AGGREGATED CELL MASS DISPERSING DEVICE AND METHOD OF DISPERSING AGGREGATED CELL MASS

Abstract

An aggregated cell mass dispersing device (100) of the present invention includes: a storage container (101) storing a liquid (L) containing an aggregated cell mass; a pipette (102) whose tip is pushed against an inner bottom surface (101a) of the storage container; and an elastic body (103) supporting an outer bottom surface of the storage container.

Claims

1. An aggregated cell mass dispersing device, comprising: a storage container storing a liquid comprising an aggregated cell mass; a pipette whose tip is pushed against an inner bottom surface of the storage container; and an elastic body supporting an outer bottom surface of the storage container.

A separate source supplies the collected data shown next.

PR #918, opened 2021-05-01
Add Destroy() override to ComCallableIUnknown

mikem8361:
This allows wrappers that use ComCallableIUnknown to clean up any
internal state on ref count == 0.

### DIFF
--- a/src/Microsoft.Diagnostics.Runtime/src/Utilities/COMInterop/ComCallableIUnknown.cs
+++ b/src/Microsoft.Diagnostics.Runtime/src/Utilities/COMInterop/ComCallableIUnknown.cs
@@ -119,20 +119,19 @@ namespace Microsoft.Diagnostics.Runtime.Utilities
                     {
                         Destroy();
                     }
-                    catch
+                    finally
                     {
-                    }
+                        foreach (IntPtr ptr in _interfaces.Values)
+                        {
+                            IntPtr* val = (IntPtr*)ptr;
+                            Marshal.FreeHGlobal(*val);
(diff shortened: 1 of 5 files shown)


src/Microsoft.Diagnostics.Runtime/src/Utilities/COMInterop/ComCallableIUnknown.cs
```diff
@@ -115,6 +115,14 @@ private int ReleaseImpl(IntPtr self)
                 // Only free memory the first time we reach here.
                 if (_handle.IsAllocated)
                 {
+                    try
+                    {
+                        Destroy();
+                    }
+                    catch
```
leculver, line 122: Should we have a blanket catch here?  I would think we'd rather not have anyone who implemented `Destory` throw an exception...they could wrap in try/catch.

If the intent is to ensure cleanup, maybe a `try { Destroy(); } finally { ...cleanup code below... }` pattern instead.  We'd end up releasing the memory correctly and then propagate the exception back out.

leculver (commented):
I'm not sure the intent of the blanket `catch` block.  Maybe a try/finally is more appropriate?

src/Microsoft.Diagnostics.Runtime/src/Utilities/COMInterop/ComCallableIUnknown.cs
mikem8361: I switch it to a try/finally.

leculver (approved):

PR #926, opened 2021-05-20
Kill the process created by DataTarget.CreateSnapshotAndAttach

### LINKED ISSUE #925: CreateSnapshotAndAttach does not kill the created process
I would expect calling `Dispose` on the returned target to kill the suspended process created by `CreateSnapshotAndAttach`.

The problem can be seen with this simple sample:
```csharp
static void Main()
{
    for (int i = 0; i < 10; i++)
    {
        using var dt = DataTarget.CreateSnapshotAndAttach(Process.GetCurrentProcess().Id);
    }
}
 ```

 If you break on the last line you can see that the 10 processes are still there: 
 
image

While looking at the code, I noticed that adding in `WindowsProcessDataReader.Dispose`   

```csharp
Process.GetProcessById(ProcessId)?.Kill();
```
does fix the issue.

I'd be happy to propose a PR!

jairbubbles:
Closes #925

### DIFF
--- a/src/Microsoft.Diagnostics.Runtime/src/DataReaders/Windows/WindowsProcessDataReader.cs
+++ b/src/Microsoft.Diagnostics.Runtime/src/DataReaders/Windows/WindowsProcessDataReader.cs
@@ -104,8 +104,9 @@ namespace Microsoft.Diagnostics.Runtime
                         // Kill the cloned process as we don't need it anymore
                         Process.GetProcessById(ProcessId).Kill();
                     }
-                    catch (Win32Exception)
+                    catch (Exception e)
                     {
+                        Trace.WriteLine($"Unable to kill the target process: {e}");
                     }
                 }
 
--- a/src/Microsoft.Diagnostics.Runtime/src/DataReaders/Windows/WindowsProcessDataReader.cs
+++ b/src/Microsoft.Diagnostics.Runtime/src/DataReaders/Windows/WindowsProcessDataReader.cs
@@ -99,8 +99,14 @@ namespace Microsoft.Diagnostics.Runtime
 
                 if (_originalPid != 0)
                 {
-                    // Kill the cloned process as we don't need it anymore
-                    Process.GetProcessById(ProcessId)?.Kill();
+                    try
+                    {
+                        // Kill the cloned process as we don't need it anymore
+                        Process.GetProcessById(ProcessId).Kill();
+                    }
+                    catch (Win32Exception)
+                    {
+                    }
                 }
 
                 _disposed = true;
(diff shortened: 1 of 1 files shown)


src/Microsoft.Diagnostics.Runtime/src/DataReaders/Windows/WindowsProcessDataReader.cs
```diff
@@ -97,6 +97,18 @@ private void Dispose(bool _)
...
                     WindowsFunctions.NativeMethods.CloseHandle(_process);
 
+                if (_originalPid != 0)
+                {
+                    try
+                    {
+                        // Kill the cloned process as we don't need it anymore
+                        Process.GetProcessById(ProcessId).Kill();
+                    }
+                    catch (Win32Exception)
```
leculver, line 107: This should be a blanket `catch {}` statement.

Usually I don't like adding those, but the original reason that block was removed is that exceptions were escaping this exact `catch (Win32Exception)` block and making it impossible to properly have a `using DataTarget dt = ...` statement without wrapping the whole thing in a try/catch.

leculver: Or better yet, something like this (or similar):

``` C#
catch (Exception e)
{
    Trace.WriteLine($"Unable to kill the target process: {e.ToString()}");
}
```

leculver (changes requested):
Interesting...I didn't realize the original change left hanging processes.

There seems to be some odd state where the process is gone by the time we get to `Kill` and sometimes not...  In either case, adding this back as it was originally causes issues.  We need to catch all possible exceptions coming out of GetProcessById/Kill with a blanket catch block to ensure `Dispose` doesn't throw.

src/Microsoft.Diagnostics.Runtime/src/DataReaders/Windows/WindowsProcessDataReader.cs
jairbubbles: Done!

leculver (approved):

leculver:
LGTM!  I should have a new version released early next week with this fix.

ltrzesniewski:
Shouldn't the `Process` object be disposed even though it's killed?

jairbubbles:
That's a good remark @ltrzesniewski! I discovered recently that `Process`  is disposable but I've never seen patterns where we dispose it like that:
```
using (Process.Start())
{
}
```

I guess we rely on the finalizer.

src/Microsoft.Diagnostics.Runtime/src/DataReaders/Windows/WindowsProcessDataReader.cs
```diff
@@ -97,6 +97,19 @@ private void Dispose(bool _)
                 if (_process != IntPtr.Zero)
                     WindowsFunctions.NativeMethods.CloseHandle(_process);
 
+                if (_originalPid != 0)
+                {
+                    try
+                    {
+                        // Kill the cloned process as we don't need it anymore
+                        Process.GetProcessById(ProcessId).Kill();
```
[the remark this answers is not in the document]
sungam3r: ok

PR #930, opened 2021-06-17
Fix the check of DAC & CoreCLR versions when they are not versioned

### LINKED ISSUE #929: Could not find matching DAC for this runtime if both DAC & CoreCLR are not versioned
Hi! I'm getting this error on dev (local) builds of coreclr:
https://github.com/microsoft/clrmd/blob/957981f36eeccb6e9d266407df6522ca5cfbd899/src/Microsoft.Diagnostics.Runtime/src/DataTargets/ClrInfo.cs#L94

Actually, `Microsoft.Diagnostics.Runtime.IDataReader.GetVersionInfo()` fails for my libcoreclr.dylib, but then it returns the `default` as non-nullable property `Version`:
https://github.com/microsoft/clrmd/blob/957981f36eeccb6e9d266407df6522ca5cfbd899/src/Microsoft.Diagnostics.Runtime/src/Common/ModuleInfo.cs#L151-L161

So when we check the DAC matches CoreCLR in `PlatformFunctions.IsEqualFileVersion()`, on the one hand `Microsoft.Diagnostics.Runtime.PlatformFunctions.GetFileVersion()` fails for my libmscordaccore.dylib either, but on the other hand the version of libcoreclr.dylib is shown as `0.0.0.0`:
https://github.com/microsoft/clrmd/blob/957981f36eeccb6e9d266407df6522ca5cfbd899/src/Microsoft.Diagnostics.Runtime/src/Utilities/Platform/PlatformFunctions.cs#L31-L37

Can we do this check only if at least one of them has a version? cc @leculver 
Is `Microsoft.Diagnostics.Runtime.ModuleInfo.Version` a non-nullable property on purpose?

k15tfu:
Fixes #929

### DIFF
--- a/src/Microsoft.Diagnostics.Runtime/src/Utilities/Platform/PlatformFunctions.cs
+++ b/src/Microsoft.Diagnostics.Runtime/src/Utilities/Platform/PlatformFunctions.cs
@@ -31,7 +31,12 @@ namespace Microsoft.Diagnostics.Runtime
         public virtual bool IsEqualFileVersion(string file, VersionInfo version)
         {
             if (!GetFileVersion(file, out int major, out int minor, out int revision, out int patch))
+            {
+                if (version == default)
+                    return true;  // the runtime module has no version info either
+
                 return false;
+            }
 
             return major == version.Major && minor == version.Minor && revision == version.Revision && patch == version.Patch;
         }


k15tfu:
@leculver Friendly ping.

leculver:
Hello!

I have been on vacation for the past two weeks.  I unfortunately forgot to set a GitHub away message.  I will take a look at this early next week as I'm just back into the office today and have a lot of meetings.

2. The aggregated cell mass dispersing device of claim 1, wherein the elastic body is a spring disposed to extend and contract in a direction parallel to a direction in which the pipette is pushed, and one end of the spring is fixed to the outer bottom surface of the storage container.

3. The aggregated cell mass dispersing device of claim 1, wherein the elastic body is provided with a first support member supporting the storage container at one side and a spring disposed to extend and contract in a direction parallel to a direction in which the pipette is pushed, and one end of the spring is fixed to the other side of the first support member.

4. The aggregated cell mass dispersing device of claim 1, wherein the elastic body is provided with a second support member to which an end of a spring is fixed and which supports the spring.

5. The aggregated cell mass dispersing device of claim 1, wherein the pipette becomes thinner toward the tip.

6. The aggregated cell mass dispersing device of claim 1, wherein a section on a bottom of the storage container, against which the tip of the pipette is pushed, is recessed toward the elastic body side.

7. The aggregated cell mass dispersing device of claim 1, wherein the storage container is one or more tubes whose bottom side is closed, and which is provided upright so as to extend opposite to the bottom.

8. The aggregated cell mass dispersing device of claim 7, further comprising a guide member surrounding an outer peripheral portion of the one or more tubes.

9. A method of dispersing an aggregated cell mass using the aggregated cell mass dispersing device of claim 1, the method comprising: storing a liquid comprising an aggregated cell mass in the storage container; pushing the tip of the pipette against the inner bottom surface of the storage container; and pulling the tip of the pipette away from the inner bottom surface of the storage container.

10. The method of claim 9, wherein the pushing and the pulling are repeated 50 times or more alternately.

Description

BRIEF DESCRIPTION OF THE DRAWINGS

[0018] FIG. 1A is a perspective view of an aggregated cell mass dispersing device according to a first embodiment of the present invention.

[0019] FIG. 1B is a partially-enlarged view of the aggregated cell mass dispersing device in FIG. 1A.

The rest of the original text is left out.